Kelompok Tani Pesisir Bersama PT Timah Tbk Menanam 2000 Pohon Mangrove

Karimun, Owntalk.co.id – PT Timah Tbk wilayah operasi Kepri dan Riau, dipenghujung tahun 2021 ini kembali melakukan penghijauan dengan cara penanaman pohon mangrove sebanyak 2000 batang pohon di Desa Pongkar Kecamatan Tebing, Kabupaten Karimun Provinsi Kepulauan Riau. 

General Manager wilayah operasi Kepri dan Riau PT Timah Tbk, Ebbi Wibisana 

mengatakan, selama tahun 2021 ini pihaknya telah melakukan penanaman pohon mangrove sebanyak 5000 batang lebih diwilayah kabupaten Karimun termasuk di pulau Kundur.

”Penanaman pohon mangrove bertujuan untuk penghijauan hutan mangrove diwilayah operasi PT Timah Tbk,” ucapnya.

“Usai melakukan penanaman mangrove di Pongkar maupun di Kundur, kita ada target untuk penghijauan diwilayah operasi PT Timah Tbk,” katanya.

Ebi melanjutkan, dimana mangrove merupakan salah satu ekosistem esensial di dunia yang mendukung sektor perikanan, mengurangi erosi pantai, banjir, menjaga kualitas air pesisir, dan konservasi keanekaragaman hayati. 

“Penyimpanan karbon dan menyediakan bahan-bahan alami penting,” ungkap General Manager wilayah operasi Kepri dan Riau PT Timah Tbk,

Ebbi menerangkan menyediakan bahan-bahan alami penting dan menjadi sumber mata pencaharian bagi jutaan orang, 

Pohon mangrove tumbuh di 124 negara tropik dan subtropik dengan luas mangrove di dunia sekitar 15,2 juta hektar. 

“Nah, di Indonesia bersama dengan empat negara lainnya Australia, Brazil, Nigeria dan Mexico mewakili 48 perse dari luas hutan mangrove dunia.

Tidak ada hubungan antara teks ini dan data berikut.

PR #170, opened 2026-06-05
feat: add pii-bouncer skill

joethreepwood:
## Summary

The context-mill **skill** ("cartridge") for the wizard's PII Bouncer program — companion to **PostHog/wizard#510**. The wizard side is pure engine; this is the packaged-English methodology it loads at runtime.

`pii-bouncer` is a docs-only remediation skill that hardens a frontend against **PII leaking into session replay and autocapture**:

- adds the **`ph-no-capture` class** to sensitive elements (the replay-masking mechanism — distinct from the `data-ph-no-capture` autocapture attribute)
- tightens `session_recording` mask config: adds `maskTextSelector` for sensitive **text** (not masked by default) and confirms `maskAllInputs` isn't disabled (it defaults to `true`, so inputs are already masked — the skill doesn't restate that)
- writes `posthog-pii-bouncer-report.md` (elements masked + why, init changes, reviewed-but-skipped, manual follow-ups)

## Design

- **`type: docs-only`**, single variant `id: all` → skill id `pii-bouncer` (matches the wizard's `skillId`).
- **`shared_docs`** pulls in `session-replay/privacy.md` + `libraries/js/config.md`, bundled as `references/` so the agent uses the authoritative option names and defaults instead of guessing.
- Emits the `[ABORT]` signals the wizard routes verbatim: `no-posthog-js`, `no-init-call`, `no-frontend-templates`.
- Conservative heuristic (type / autocomplete / name·id / label / placeholder / rendered text); bias toward masking. Idempotent — a second run is a no-op.

This is complementary to the new warlock PII rules: warlock stops PII being **sent as event properties**; this skill stops PII being **recorded in the DOM**.

## Test plan

- [x] `pnpm build` produces `dist/skills/pii-bouncer.zip` containing `SKILL.md` + `references/{privacy,config}.md`
- [x] `pii-bouncer` appears in `skill-menu.json`
- [x] `pnpm dev` serves it at `http://localhost:8765`; the wizard (localMcp) resolves + downloads it
- [ ] **Manual e2e (reviewer):** run the wizard's `pii-bouncer` against a workbench app and confirm the masking edits + report

### DIFF
--- a/transformation-config/skills/pii-bouncer/description.md
+++ b/transformation-config/skills/pii-bouncer/description.md
@@ -1,0 +1,141 @@
+# PII Bouncer
+
+This skill hardens a frontend project against **PII leaking into session
+replay and autocapture**. It edits project source: it adds the
+`ph-no-capture` class to sensitive elements and tightens the masking options
+on `posthog.init`. The only file it *creates* is the final report.
+
+This is the prevention layer that complements PostHog's other PII defenses:
+the security scanner stops PII being **sent as event properties**; this skill
+stops PII being **recorded in the DOM** (replay) or **read by autocapture**.
+
+## What posthog-js already does (don't undo it)
+
+Read the bundled reference docs — `references/privacy.md` and
+`references/config.md` — for the authoritative API and defaults. The two facts
+that shape this skill:
+
+- **`maskAllInputs` defaults to `true`.** Every `<input>` value is already
+  masked in replay out of the box. Your job is **not** to "turn on input
+  masking" — it's to (a) confirm nobody disabled it, and (b) cover the
+  surfaces defaults miss.
+- **General text is NOT masked by default.** Sensitive content rendered as
+  text (an SSN on a profile page, an order total, an account balance) is
+  recorded verbatim unless you mask it. This is the main gap to close.
+
+So the value this skill adds is: masking sensitive **text**, blocking
+sensitive **non-input elements**, and verifying the input default is intact —
+not restating defaults.
+
+## The two mechanisms
+
+1. **`ph-no-capture` (CSS class)** — add it to an element and that element is
+   replaced by a same-size placeholder block in replay, **and** autocapture is
+   disabled for it. Use for discrete sensitive elements (a card-number field,
+   a div showing an SSN, a billing summary). This is a class, not an
+   attribute — in JSX use `className="ph-no-capture"`, everywhere else
+   `class="ph-no-capture"`. **Merge** it into any existing class list; never
+   clobber existing classes.
+   - Do **not** confuse this with the `data-ph-no-capture` *attribute*, which
+     is a separate, autocapture-only opt-out. For replay masking, use the
+     **class**.
+
+2. **Init mask config** (`posthog.init(token, { session_recording: { … } })`)
+   — project-wide masking. The high-value option here is `maskTextSelector`
+   (e.g. `"*"` to mask all text, or a scoped selector for sensitive regions).
+   Confirm `maskAllInputs` is not set to `false`. Use the exact option names
+   and defaults from `references/config.md` — do not guess them.
+
+## Workflow
+
+Emit a `[STATUS]` line (see below) as you enter each phase. Before phase 1,
+read `references/privacy.md` and `references/config.md` — they are the source
+of truth for the masking option names and defaults.
+
+1. **Confirm prerequisites.** If `posthog-js` is not a dependency anywhere,
+   emit `[ABORT] no-posthog-js`. Find the `posthog.init(...)` call; if there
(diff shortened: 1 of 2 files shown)


edwinyjlim:
@joethreepwood this is a perfectly constructed context mill skill 👏

i don't even have to read it. you can tell just by the shape and how you're stitching posthog docs as a reference with your skill instructions

transformation-config/skills/pii-bouncer/description.md
```diff
@@ -0,0 +1,141 @@
...
+
+## Workflow
+
+Emit a `[STATUS]` line (see below) as you enter each phase. Before phase 1,
+read `references/privacy.md` and `references/config.md` — they are the source
+of truth for the masking option names and defaults.
+
+1. **Confirm prerequisites.** If `posthog-js` is not a dependency anywhere,
+   emit `[ABORT] no-posthog-js`. Find the `posthog.init(...)` call; if there
+   is none, emit `[ABORT] no-init-call`. Enumerate frontend templates
```
sarahxsanders: for this sentence: `Find the `posthog.init(...)` call; if there
   is none, emit `[ABORT] no-init-call`.`

React projects may not have a literal `posthog.init(...)` call to find, so in this case, it would hit the abort on a valid React project. I'd also have it detect `<PostHogProvider>` and write masking config into its `options={...}` prop instead. Same outcome, framework-correct

claude should be able to fix this easily ^^^

transformation-config/skills/pii-bouncer/description.md
```diff
@@ -0,0 +1,141 @@
...
+
+Conservative bias: **when a signal matches, mask it.** Over-masking only
+over-protects; under-masking leaks PII. Treat an element as sensitive when
+any of these hold:
+
+| Signal | Matches |
+|---|---|
+| `type` | `password`, `email`, `tel` |
+| `autocomplete` | `current-password`, `new-password`, `cc-number`, `cc-csc`, `cc-exp`, `email`, `tel`, `one-time-code`, `ssn` |
+| `name` / `id` | matches `/pass(word)?\|pwd\|card\|cc[-_]?(num\|number)\|cvv\|cvc\|csc\|ssn\|sin\|nin\|pin\|dob\|birth\|tax\|passport\|iban\|account[-_]?(num\|number)/i` |
```
sarahxsanders: the alternatives in this regex have no word boundaries so it matches anywhere inside another word. for example passenger matches pass, spinner matches pin, etc. could get messy with bury sensitive stuff and add to token waste

if you wrap each alternative in `\b...\b` it should help:

`/\b(pass(word)?|pwd|card|cc[-_]?(num|number)|cvv|cvc|csc|ssn|sin|nin|pin|dob|birth|tax|passport|iban|account[-_]?(num|number))\b/i` for example

sarahxsanders (changes requested):
one thing that could potentially be breaking for React projects, then you're good for ✅

transformation-config/skills/pii-bouncer/description.md
joethreepwood: Fixed in fd9c087. Step 1 now looks for either a `posthog.init(...)` call **or** a `<PostHogProvider>`, and only emits `[ABORT] no-init-call` if neither exists. Step 4 writes the masking config into whichever it found — the `session_recording` options on `init`, or the `options={{…}}` prop on the provider. (Also broadened the wizard's abort copy to match: PostHog/wizard#510.)

transformation-config/skills/pii-bouncer/description.md
joethreepwood: Good catch — word-bounded in fd9c087: `/\b(pass(word)?|pwd|card|cc[-_]?(num|number)|cvv|cvc|csc|ssn|sin|nin|pin|dob|birth|tax|passport|iban|account[-_]?(num|number))\b/i`, with a note that it's bounded so `pass` doesn't match `passenger`, `pin` doesn't match `spinner`, etc.

joethreepwood:
Thanks @sarahxsanders — both points addressed in `fd9c087`:

- **React `<PostHogProvider>`** — step 1 now treats either a `posthog.init(...)` call **or** a `<PostHogProvider>` as a valid init site, and only emits `[ABORT] no-init-call` when neither exists (no more false abort on valid React apps). Step 4 writes the masking into whichever it found — `session_recording` on `init`, or the `options={{…}}` prop on the provider. The wizard's abort copy was broadened to match (PostHog/wizard#510).
- **Word-bounded the name/id regex** — `/\b(pass(word)?|pwd|card|…)\b/i`, so `pass` no longer matches `passenger`, `pin` no longer matches `spinner`, etc.

Also added a reciprocal breadcrumb back to the wizard's `abort-cases.ts` so the `[ABORT]` contract is explicit on both sides (`e7c5bfa`).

Dimana, ekosistem mangrove tersebut berada di 257 kabupaten atau kota termasuk di kabupaten Karimun,” terangnya.

Baca Juga :

Ebbi menyebutkan, kerusakan ekosistem mangrove tersebut disebabkan antara lain oleh adanya konversi lahan mangrove menjadi penggunaan lain, illegal logging, hama dan penyakit, pencemaran dan perluasan tambak serta praktek budidaya yang tidak berkelanjutan, Hal ini telah menyebabkan deforestasi ekosistem pesisir, penurunan kualitas air dan polusi.

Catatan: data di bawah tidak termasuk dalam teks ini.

PR #171, opened 2026-06-05
Swift: recommend hardcoded token over env-only config

daniloc:
## Problem

User feedback from an iOS integration:

> The `PostHogEnv` `fatalError` pattern from SKILL.md crashes production iOS archive builds because Xcode scheme env vars are not available at archive time. Had to add a production fallback (default values).

Root cause: **Xcode scheme environment variables are injected only when launching from Xcode (debug/simulator). They are absent in Archive/Release builds** (TestFlight, App Store). The previous `PostHogEnv` enum read the token from `ProcessInfo.processInfo.environment` and called `fatalError` when missing — so any distribution build crashed on launch.

## Fix

A PostHog **project token is a public client-side key** designed to ship in the app binary. So there's no secret to keep out of the binary, and env-var injection only works in one narrow mode (launch-from-Xcode) anyway. The token is now **set directly in `PostHogConfig`** — no `ProcessInfo` reading, no enum ceremony.

- `transformation-config/commandments.yaml` — replace the `fatalError` Swift commandment with hardcode-the-token guidance + an explicit "do NOT read the token from scheme env vars" rule explaining the archive-build limitation. Regenerates the Swift `SKILL.md` guidelines.
- `basics/swift/.../BurritoConsiderationClientApp.swift` — drop the `PostHogEnv` env-reading enum; use plain `posthogProjectToken` / `posthogHost` constants.
- `basics/swift/README.md` — updated config section and code sample to match.


gewenyu99 (approved):
LOL nice

PR #178, opened 2026-06-08
feat(cli): cli overhaul

sarahxsanders:
CLI OVERHAULLLLLLLLLLLLLL 🤠

two things happening here:

1. adds `cli:` block to skill `config.yaml` to tell the wizard how a
   skill's command should appear
2. removes `audit-3000` in favor of a proper `audit` skill family:
   `audit events`, `audit feature-flags` etc.

## `cli:` block

each skill has the option to declare:

```yaml
cli:
  role: command          # command | skill | internal
  parentCommand: audit   # optional, nests this under a parent
  command: events        # the word the user types
  recommended: true      # optional, the pre-highlighted leaf in a family
```

the build parses + validates it (kebab-case, length limits, reserved-word
collisions, etc.) and emits the entries into skill-menu.json under
cliEntries. the wizard fetches skill-menu.json at runtime and uses
that array to register its command surface – no baked snapshot, no
build-time coupling between the two repos.

cli-manifest.json still ships as a standalone file for one release as
back-compat with the still-baked older wizard. it gets deleted in a
follow-up once that release ages out.

full schema and semantics in CONTRIBUTING.md.

## how the commands come together 

1. flat command

```yaml
cli:
  role: command
  command: revenue-analytics
```

command: `wizard revenue-analytics`

2. command nested under a family

```yaml
cli:
  role: command
  parentCommand: audit
  command: events
```

command: `wizard audit events`

3. recommended leaf in a family

```yaml
cli:
  role: command
  parentCommand: audit
  command: all
  recommended: true
```

command: `wizard audit` then Enter runs this one. the picker still opens
(so people can see the other audit options + opt in), recommended just
sorts this to the top so the common case is one keystroke. only one leaf
per family gets to be the recommended one, and the build will yell at
you if two try to claim it.

4. skill

```yaml
cli:
  role: skill
```

command: `wizard skill <skill-id>`

5. internal

```yaml
cli:
  role: internal
```
call with `--skill=<id>` for dev

## flat vs family

a command is flat when there's only one option today, and a family when
the user has to pick between a few.

the rule of thumb: don't build the family shape before you need it. no
`wizard migrate <vendor>` while there's only one vendor – that's just
abstraction for its own sake. when a second option shows up, that's the
moment to restructure into a family. the migration steps for that
restructure (and the breaking-change call-out) are in
`CONTRIBUTING.md`.

## sister PR

https://github.com/PostHog/wizard/pull/617

something to note: when the wizard upgrades to a release with these
changes, we need to run `pnpm docs:cli` to refresh the committed
`cli.md` (I can do this).

release order (IMPORTANT):
1. merge this PR first
2. cut a context mill release
3. merge wizard PR and cut a release

CANT SHIP WIZARD PR FIRST — the wizard fetches `skill-menu.json` at
runtime, so the new shape (with `cliEntries`) has to exist in a
published release before the wizard release goes out.

## testing
- `npm test` all passing
- `npm run build` green; `dist/skills/skill-menu.json` has `cliEntries`
with the expected entries and recommended flags; `dist/skills/cli-manifest.json`
still emits the same shape for back-compatibility
- build context mill locally, build wizard to verify it pulls commands at runtime, test different skills:
CleanShot 2026-06-17 at 10 19 58


CLAUDE.md
gewenyu99, line 1: Move this to agents.md so all agents will read i think

context/cli-manifest.schema.json
gewenyu99, line 1: what iz this file?

package.json
```diff
@@ -16,6 +16,7 @@
     "security-scan:skills": "node scripts/scan-warlock.js dist/skills"
   },
   "devDependencies": {
+    "ajv": "^8.20.0",
```
gewenyu99: Why this package specifically? :thinking_face:

gewenyu99 (commented):
an initial fly by, will return to this after looking at wizard PR, too.  
  
Minorly concerned about tight coupling wizard builds to context mill for command registering.  
  
My initial thoughts is that commands are not context and are too wizard specific. What part of the command is strictly context/information? And what parts are just wizard specific?

context/cli-manifest.schema.json
sarahxsanders: a rulebook for `cli-manifest.json` to spell out the shape every entry has to follow:
- fields
- their types
- allowed role values
- naming rules
etc.

published next to manifest so the wizard can check the manifest it pulls. this catches drift at build instead of at production

It's also what the ajv check in the following comment validates against

package.json
sarahxsanders: using it to validate `cli-manifest.json` against `cli-manifest.schema.json` at build time. this means it fails build here and doesn't impact wizard

picked this package because the schema is JSON and `ajv` is what claude recommended for that

also see above

context/cli-manifest.schema.json
sarahxsanders: this could also be way too complex so feel free to tell me I am overthinking it/there's a cleaner way to validate

package.json
sarahxsanders: ignore we ripping out

scripts/lib/skill-generator.js
```diff
@@ -7,6 +7,102 @@
  * - Commandments (based on tags)
  */
 
+/**
+ * Optional `cli:` block in a skill's `config.yaml`.
```
gewenyu99: I would honestly throw this in a markdown. This comment block is just a little tooo chonky

scripts/lib/skill-generator.js
```diff
@@ -7,6 +7,102 @@
...
+ *     role: command
+ *     parentCommand: audit
+ *     command: feature-flags
+ *
+ *   # 3. Recommended leaf inside a family (`wizard audit` runs this on Enter)
+ *   cli:                                          →  wizard audit all
+ *     role: command                                  Pre-highlighted in the
+ *     parentCommand: audit                           family picker so
+ *     command: all                                   `wizard audit` → Enter
+ *     recommended: true                              runs this leaf.
```
gewenyu99: Should this be called `default`

scripts/lib/skill-generator.js
```diff
@@ -21,6 +117,147 @@ function loadYaml(configPath) {
     return yaml.load(content);
 }
 
+const CLI_ROLES = ['command', 'skill', 'internal'];
+
+// Naming convention enforcement — see context-mill/CONTRIBUTING.md and the
```
gewenyu99: Maybe move this to its own file. Great that we're enforcing, not super relevant to the flow of this which makes it just a lil harder to read

gewenyu99:
https://gist.github.com/gewenyu99/e60f12296774548c1e13364e33576962

Diffs

gewenyu99 (approved):
LGTM mate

”Nah, faktanya menunjukkan bahwa sekitar 5 persen sampai dengan 6 persen hutan mangrove Indonesia hilang atau rusak setiap tahunnya. Sehingga, akan berdampak perubahan lingkungan yang mendorong peningkatan konsentrasi gas rumah kaca (GRK) di atmosfer yang berdampak terhadap perubahan iklim yang menjadi perhatian dunia,” sebutnya

Ebbi menambahkan Maka dengan demikian, pihaknya melakukan penanaman pohon mangrove di desa Pongkar sebanyak 2000 bibit jenis rhizophora sp (buah propagul) dan program penanaman mangroove ini juga untuk memenuhi unsur dalam kreteria penilaian lebih dari yang dipersyaratkan (beyond compliance).